I shoot with Canon, some were taken with my old 300D, some with a borrowed 30D. I hope to get my own camera later this year.

To start with: Phyllobates bicolor


----------



## Julio (Oct 8, 2007)

love that first shot! we need a full tank shot as well


----------



## Dartfrogfreak (Jun 22, 2005)

Love those shots! Truly looking forward to more of them! Also i agree with Julio, full tank shot please!


Todd


----------



## varanoid (Jan 21, 2011)

Julio said:


> love that first shot! we need a full tank shot as well


Agreed. Great first shot and we definately want a full tank shot. All the photos are fantastic actually.


----------



## Elf_Ascetic (Jan 31, 2009)

New day, new photos.

As requested. We have 3 tanks in our living room. I'll give the european measures, since I'm not that comfortable with feet and gallons..

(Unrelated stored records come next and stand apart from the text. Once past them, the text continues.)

PR #53452, opened 2024-01-07
pin nikic/php-parser to version 4

xabbuh:
| Q             | A
| ------------- | ---
| Branch?       | 5.4
| Bug fix?      | no
| New feature?  | no
| Deprecations? | no
| Issues        | 
| License       | MIT

### DIFF
--- a/composer.json
+++ b/composer.json
@@ -134,6 +134,7 @@
         "masterminds/html5": "^2.6",
         "monolog/monolog": "^1.25.1|^2",
         "nyholm/psr7": "^1.0",
+        "nikic/php-parser": "^4.13",
         "pda/pheanstalk": "^4.0",
         "php-http/httplug": "^1.0|^2.0",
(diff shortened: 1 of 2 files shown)


composer.json
```diff
@@ -134,6 +134,7 @@
         "masterminds/html5": "^2.6",
         "monolog/monolog": "^1.25.1|^2",
         "nyholm/psr7": "^1.0",
+        "nikic/php-parser": "^4.13",
```
xabbuh, line 137: before, the classes were only present as PHPUnit installed them

nicolas-grekas:
Do we need this PR? Where do we reference php-parser in 5.4?

xabbuh:
Nope, we indeed don't need this PR. I mistakenly assumed that the `PhpAstExtractor` was already present in 5.4 when preparing the changes for #53453. So this PR should have targeted 6.3 but is obsolet now that #53453 is based upon 6.3.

The first one is 125 wide, 50 deep and 80 high.
The second is 80x50x90.
The smallest is 80x40x40, and currently being renewed.

Credits for the backgrounds go to Suzanne, she's very creative and very good with paint, acryllic adhesive 'flevopol' and Great Stuff.


----------



## arielelf (May 23, 2007)

Those are some Beautiful Tanks!! What did you use to make the rocks?


----------



## Elf_Ascetic (Jan 31, 2009)

We used great stuff and styrofoam, cut it in shape, covered that with cement and painted that with acryllic paint.


----------



## iRyan (Feb 17, 2011)

That first tank is just absolutely amazing. Very nice work!


----------



## Suzanne (Dec 28, 2008)

Thanks for the compliments  Actually, it wasn't covered in cement but in flexible and waterproof tile adhesive. I was inspired by Arielelf actually!

US measures of the tanks:
rocky one: 132 gallon tank (49 inch long, 31 inch high, 20 inch deep)
vertical one: 95 gallon tank (31 inch long, 35 inch high, 20 inch deep)
horizontal one: 128 gallon tank (31 inch long, 16 inch high, 16 inch deep)


----------



## eos (Dec 6, 2008)

Beautiful setups and frogs!


----------



## Elf_Ascetic (Jan 31, 2009)

Today, my personal favorite frog. _Ranitomeya vanzollinii_


----------



## Dendroguy (Dec 4, 2010)

I've always admired European tanks,they are so creative


----------



## Elf_Ascetic (Jan 31, 2009)

Belly shot!


----------



## Elf_Ascetic (Jan 31, 2009)

For today, a frog that we do not have anymore. Hyloxalus azureiventris.


----------



## Elf_Ascetic (Jan 31, 2009)

Another day, more pictures!

It's a phyllobates terribilis, currently still in quarantaine (under very strange lightening...) but soon inhabitant of the high cornerviv in our living room. They're 10 months old now, becoming more and more orange en growing/fattening up every day.


----------



## Elf_Ascetic (Jan 31, 2009)

Vanzolinii, a very moving frog.


----------



## mrfrogdude (Jun 26, 2011)

Awesome pictures keep then coming! 

Sent from my DROIDX using Tapatalk


----------



## Elf_Ascetic (Jan 31, 2009)

Our new beauties. Still in quarantaine, but nonetheless very photogenic.


----------



## Elf_Ascetic (Jan 31, 2009)

Yesterday was the female, the pic of today is the male.


----------



## Elf_Ascetic (Jan 31, 2009)

Phyllobates bicolor in all its glory.


----------



## Elf_Ascetic (Jan 31, 2009)

Azureus, 7 months old.

We heard calling last week, pretty early.


----------



## eos (Dec 6, 2008)

THIS is an awesome picture:


----------



## boabab95 (Nov 5, 2009)

Suzanne said:


> Thanks for the compliments  Actually, it wasn't covered in cement but in flexible and waterproof tile adhesive. I was inspired by Arielelf actually!
> 
> US measures of the tanks:
> rocky one: 132 gallon tank (49 inch long, 31 inch high, 20 inch deep)
> ...


if those are the measurements, then they are:

rocky - 132[same]
vertical - 95[same]
Horizontal - 34[+/-.35]

but based on this:



> The first one is 125 wide, 50 deep and 80 high.
> The second is 80x50x90.
> The smallest is 80x40x40, and currently being renewed.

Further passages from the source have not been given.